血液中并非所有的Ca都能通过肾脏再循环,因为和白蛋白结合的Ca不能被肾小球过滤(R&D Sys⁃tems Inc.,2007)。如果Ca由肾小球过滤,大约有60%的Ca是在肾小管的近端被吸收,10%~15%是在亨利氏上升环被吸收,剩下的15%~25%是在肾远曲小管和肾集合管被吸收(Kumar,1995)。
8 结论
Ca是形成骨骼和牙齿所必需的,且是体内许多其他生理功能需要的。血浆中Ca浓度主要受PTH和降钙素的调节,PTH和降钙素在小肠、骨骼和肾脏内Ca代谢起到主要作用。Ca和P在体内的沉积,在骨细胞中这两种矿物质都需要,其中任何一种浓度相对较低都会抑制骨骼的合成,并导致另一种矿物质随尿液排出。由于大部分植物源性饲料原料的Ca含量较低,猪商品日粮中的Ca大部分是由石灰石、碳酸钙和磷酸钙提供的。

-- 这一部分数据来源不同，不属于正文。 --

PR #2359, opened 2020-09-17
Specialized sf for zonotopes

mforets:
we shall refactor the `_abs_sum` function, which specializes for some types of input directions, then use it in the support function of zonotopic sets, which currently uses a slower fallback.


src/ConcreteOperations/isdisjoint.jl
```diff
@@ -479,11 +480,13 @@ end
     return abs_sum
 end
 
-@inline function _isdisjoint_zonotope_hyperplane(G::AbstractMatrix{N}, a::SparseVector{N}) where {N}
+# computes ‖a^T G‖₁ for a being a sprase vector
```
schillic, line 483:
```suggestion
# computes ‖a^T G‖₁ for `a` being a sparse vector
```

src/ConcreteOperations/isdisjoint.jl
```diff
@@ -479,11 +480,13 @@ end
...
+@inline function _abs_sum(a::SparseVector{N}, G::AbstractMatrix{N}) where {N}
```
schillic, line 484:
```suggestion
@inline function _abs_sum(a::AbstractSparseVector{N}, G::AbstractMatrix{N}) where {N}
```

src/ConcreteOperations/isdisjoint.jl
```diff
@@ -479,11 +480,13 @@ end
...
     return sum(abs, transpose(a) * G)
 end
 
-@inline function _isdisjoint_zonotope_hyperplane(G::AbstractMatrix{N}, a::SingleEntryVector{N}) where {N}
+# computes ‖a^T G‖₁ for a having only one nonzero element
```
schillic, line 488:
```suggestion
# computes ‖a^T G‖₁ for `a` having only one nonzero element
```

schillic (approved):

mforets:
This PR is ready for review. The key part is that now we refactor a computation used in a couple of places, namely ||d^T G||_1, therefore, we can use dispatch as will on the new internal function `_abs_sum(d, G)`. Regarding benchmarks, i've uploaded this notebook: https://nbviewer.jupyter.org/github/mforets/escritoire/blob/master/2020/Week44/Specialized_support_function_Zonotope.ipynb

Please note that the new fallback for `_abs_sum(a::AbstractVector{N}, G::AbstractMatrix{N})` has 0 allocations; it  implements the computation by "rolling our own loop". On the other hand, as it is shown in the last part of the notebook, using `sum(abs, transpose(d) * G)` is better if the dimensions are large (100 or more). If may want to make a branch, but i prefer to defer that to another, follow up issue. Also, instead of testing rho in isolation we can see how it pefrorms with other surrounding code, eg, in a reachability computation.

PR #2361, opened 2020-09-21
#2360 - Add new line constructor in 2d

### LINKED ISSUE #2360: Add constructor for Line and Line2D with vector and float
In the Line2D PR the constructor of Line and Line2D of the form `ax = b` was removed.  I think we should re-add this particular constructor, checking that the length of `a` is two.

Note this causes issues, MathematicalSystems.jl#master tests don't pass: https://travis-ci.org/github/JuliaReach/MathematicalSystems.jl

mforets:
Closes #2360.

### DIFF
--- a/src/Sets/Line.jl
+++ b/src/Sets/Line.jl
@@ -82,6 +82,49 @@ function Line(; from::AbstractVector, to::AbstractVector, normalize=true)
 end
 
 """
+    Line(a::AbstractVector{N}, b::N; normalize=true) where {N}
+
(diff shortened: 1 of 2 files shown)


schillic (approved):
Another way is to create a `Line2D` and then `convert` to a `Line`. However, that is currently missing:
```julia
julia> convert(Line, rand(Line2D))
ERROR: MethodError: Cannot `convert` an object of type 
  Line2D{Float64,Array{Float64,1}} to an object of type 
  Line
```
It would be great to have that work as well.

PR #2375, opened 2020-10-06
Special case for order 1 zonotopes

mforets:
This PR makes two changes:

1) speedup computation of vertices of a 2d zonotope of order 1, it goes from ~2us (master) to ~500ns (this branch). (*)

2) fix the `_vertices_list_iterative` such that the type of the vertices corresponds to the type of the center of the zonotope. before, it was hardcoding `Vector{N}`, which is a bad idea that prevents from obtaining an SArray output if the input is SArray.

(*) Using static arrays, runs in ~60ns.

cc @yupbank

作为补充钙的钙源可以是有机物也可以是无机物,对于配方日粮而言,最重要的是要考虑这种钙源的Ca消化率。为能改善动物对Ca和P的利用率,还需要有更多关于猪日粮中各种原料的Ca的消化率方面的资料。因为,大多数植物性原料都含有植酸,植酸对Ca消化率的影响方面还需要进一步证实。然而,为了确定表观、标准或真消化率是否是最准确的,还需要测定猪胃肠道的Ca内源性损失量,配合饲料中各种原料成分的消化率值的可叠加性还有待证实。为确定回肠或全肠道消化率是否是描述Ca吸收情况最精确的指标,还需要描述清楚Ca的具体吸收位点。